A gay Israeli couple who married in Canada has won a legal battle to have the union recognized in Israel.

In a precedent-setting ruling Tuesday, Israel's High Court of Justice decided that the couple, as well as four others wedded abroad, should be allowed to register their marriages, and have the same rights as heterosexual couples marrying out of country in civil ceremonies.

Israeli's Yossi Ben-Ari, left, and Laurent Schuman, who married in Canada, pose for journalists in Jerusalem on Tuesday after a high court in Israel ruled same-sex couples marrying abroad can register their unions. Israeli's Yossi Ben-Ari, left, and Laurent Schuman, who married in Canada, pose for journalists in Jerusalem on Tuesday after a high court in Israel ruled same-sex couples marrying abroad can register their unions.
(Sebastian Scheiner/Associated Press)

The court has ordered the government to adopt its stand.
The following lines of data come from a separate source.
PR #58, opened 2021-02-04
Feature/tranistion to circleci

wshands:
Enables unit and integration tests on CircleCI


.circleci/config.yml
```diff
@@ -1,44 +1,297 @@
...
+      - run:
+          name: build
+          command: mvn -B clean install -DskipTests
+
+        # Running scan must occur after build
+      - run_git_secrets_scan
+      - check_license_file
+      - run:
+          name: copy m2 manually
+          command: cp -r ~/.m2 .
```
coverbeck, line 209: There is already code that saves and restores the .m2 directory, e.g., line 196. Can you use that instead?

.circleci/config.yml
```diff
@@ -47,17 +300,105 @@ jobs:
...
+            echo "export SINGULARITY_PATH=${HOME}/go" >> $BASH_ENV
+            echo "export PATH=${GO_PATH}/go/bin:${PATH}:${SINGULARITY_PATH}/bin" >> $BASH_ENV
+      - run:
+          name: install pip dependencies
+          command: scripts/install-tests.sh
+      - install_confidential_test_data
+
+  run_tests:
+    steps:
+      - run:
```
coverbeck, line 385: Was this a debugging step you left in?

.circleci/config.yml
```diff
@@ -1,44 +1,297 @@
...
+      TESTING_PROFILE: unit-tests
+    steps:
+      - setup_for_tests
+      - run_tests
+      - clean_and_save_cache
+      - save_test_results
+      - send_coverage
+
+  singularity-tests:
+    # Must use machine instead of Docker for Singularity
```
denis-yuen, line 90: Nicely documented

.circleci/config.yml
```diff
@@ -1,44 +1,297 @@
...
+      - setup_for_tests
+      - setup_machine_env_vars
+      - setup_for_integration_tests
+      - run_tests
+      - clean_and_save_cache
+      - save_test_results
+      - send_coverage
+
+
+    # This catagory seems to be covered by confidential and non-confidential tests
```
denis-yuen, line 162: Can delete and seems reasonable that it would be covered by confidential vs non-confidential

.circleci/config.yml
```diff
@@ -47,17 +300,105 @@ jobs:
...
+          name: setup postgres user and DB
+          command: |
+            psql -c "create user dockstore with password 'dockstore' createdb;" -U postgres
+            psql -c 'create database webservice_test with owner = dockstore;' -U postgres
+            psql -c "ALTER USER dockstore WITH superuser;" -U postgres
+
+  install_postgres_sql_client:
+    steps:
+     - run:
+         name: Install postgresql client
```
denis-yuen, line 336: Think this means the postgresql client is always the latest, might have been like this before but is something to be aware of

denis-yuen (approved):
Seems to pass a smell check looking at numbers of tests in circle ci. 
Singularity is taking 15 minutes to run 2 tests which might be worth a follow-up ticket.

.circleci/config.yml
```diff
@@ -1,44 +1,297 @@
...
+      - setup_machine
+      - setup_for_tests
+      - setup_machine_env_vars
+      - setup_for_integration_tests
+      - run_tests
+      - clean_and_save_cache
+      - save_test_results
+      - send_coverage
+
+  non-confidential-tests:
```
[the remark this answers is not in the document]
denis-yuen: Good idea, this syntax might help https://github.com/dockstore/dockstore/blob/develop/.circleci/config.yml#L31

.circleci/config.yml
wshands: Added a comment in the code

.circleci/config.yml
wshands: Deleted commented out code

.circleci/config.yml
wshands: Removed

.circleci/config.yml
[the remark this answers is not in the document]
wshands: Consolidated job code.

.circleci/config.yml
wshands: Not sure I will have to investigate.

.circleci/config.yml
```diff
@@ -1,44 +1,214 @@
...
+          POSTGRES_HOST_AUTH_METHOD: trust
+          POSTGRES_PASSWORD: postgres
+      - image: docker.elastic.co/elasticsearch/elasticsearch:7.10.0
+        environment:
+          - xpack.security.enabled: false
+          - transport.host: localhost
+          - network.host: 127.0.0.1
+          - http.port: 9200
+          - discovery.type: single-node
+    resource_class: medium+
```
coverbeck, line 25: If you don't need Postgres/ElasticSearch, see previous comment, then this probably doesn't need to be a medium+

.circleci/config.yml
coverbeck: I feel this is worth resolving -- we should only do it one way if possible.

coverbeck (changes requested):

.circleci/config.yml
```diff
@@ -1,44 +1,214 @@
...
+  build-tools: circleci/build-tools@2.7.0
+executors:
+  tests_executor:
     docker: # run the steps with Docker
-      - image: circleci/openjdk:11.0.4-jdk-stretch
+      - image: cimg/openjdk:11.0.8
         environment:
           PGHOST: 127.0.0.1
-      - image: circleci/postgres:9.6.5-alpine-ram
+      - image: circleci/postgres:11.8
```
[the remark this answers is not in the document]
wshands: Removed ES for unit tests

.circleci/config.yml
```diff
@@ -1,44 +1,214 @@
-version: 2
-jobs:
-  build: # runs not using Workflows must have a `build` job as entry point
-    resource_class: medium+
+version: 2.1
+orbs:
+  build-tools: circleci/build-tools@2.7.0
+executors:
+  tests_executor:
```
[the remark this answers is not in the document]
wshands: I renamed the executor.

.circleci/config.yml
wshands: Removed the resource_class

.circleci/config.yml
wshands: Now .m2 is only saved to cache (when calling save_cache)

.circleci/config.yml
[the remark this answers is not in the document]
coverbeck: My comment was for Postgres and ES; you only removed ES, pretty sure you can remove PG as well.

coverbeck (changes requested):
This looks really good, but I still think you can get rid of Postgres when running the unit tests.

.circleci/config.yml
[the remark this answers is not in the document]
wshands: Removed Postgres from unit tests

GFJHogue (approved):
Any reason why empty file `circle_ci_test_data.zip.enc` is added?

coverbeck (approved):

scripts/decrypt.sh
```diff
@@ -1,15 +1,23 @@
...
+: "$CIRCLE_CI_KEY"
+: "$CIRCLE_CI_IV"
+
+openssl aes-256-cbc -d -in circle_ci_test_data.zip.enc -k "$CIRCLE_CI_KEY" -iv "$CIRCLE_CI_IV" -out secrets.tar
+tar xvf secrets.tar
+# Create the directory where the .pem file will be placed for continuous integration
+# If you would like to change this path (might be a good idea since we no longer use
+# TravisCI for CI) you need to change the path in dockstoreTest.yml which currently
+# is in the encrypted bundle circle_ci_test_data.zip.enc
+sudo mkdir -p /home/travis
```
garyluu, line 20: Shouldn't this be changed to w/e natalie used?

wshands: Yes but the path is located in the encrypted bundle; there is no partialDockstoreTest.yml as in dockstore/dockstore; but maybe I'll just go ahead an fix it in the encrypted bundle.

wshands: I fixed it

"We're delighted but the struggle is not over," Yossi Ben-Ari said in the Jerusalem Post.

Ben-Ari and his partner of 21 years, Laurent Schuman, wed in Canada after same-sex marriage became legal in 2003. The couple then joined four others in Israel to petition the court for the right to register their unions in the population registry.

The court ruled 6-1 in their favour.

Moshe Negbi, a legal expert, said the court's decision is mostly symbolic because gay couples in Israel already have many of the same rights as heterosexual couples. The major difference now is they can get the same tax breaks as other married couples and can adopt children.

Israeli law stipulates that people must be married to adopt.

The ruling did not escape controversy. Israel's minister in charge of religious affairs spoke out against the court.

"The high court has sunken in the gates of defilement and has torn out the last mezuzah from its doors," Yitzhak Cohen (Shas) told Haaretz Correspondent and Haaretz Service.

"The dam that protected the Jewish state has been burst open under the auspices of the high court asking for an anti-Jewish deluge clad in black capes."

Civil marriages of any kind cannot be performed in Israel because of the rabbinate's monopoly on family law. However, couples marrying in civil ceremonies abroad can register their unions in Israel and share the same rights as other married couples.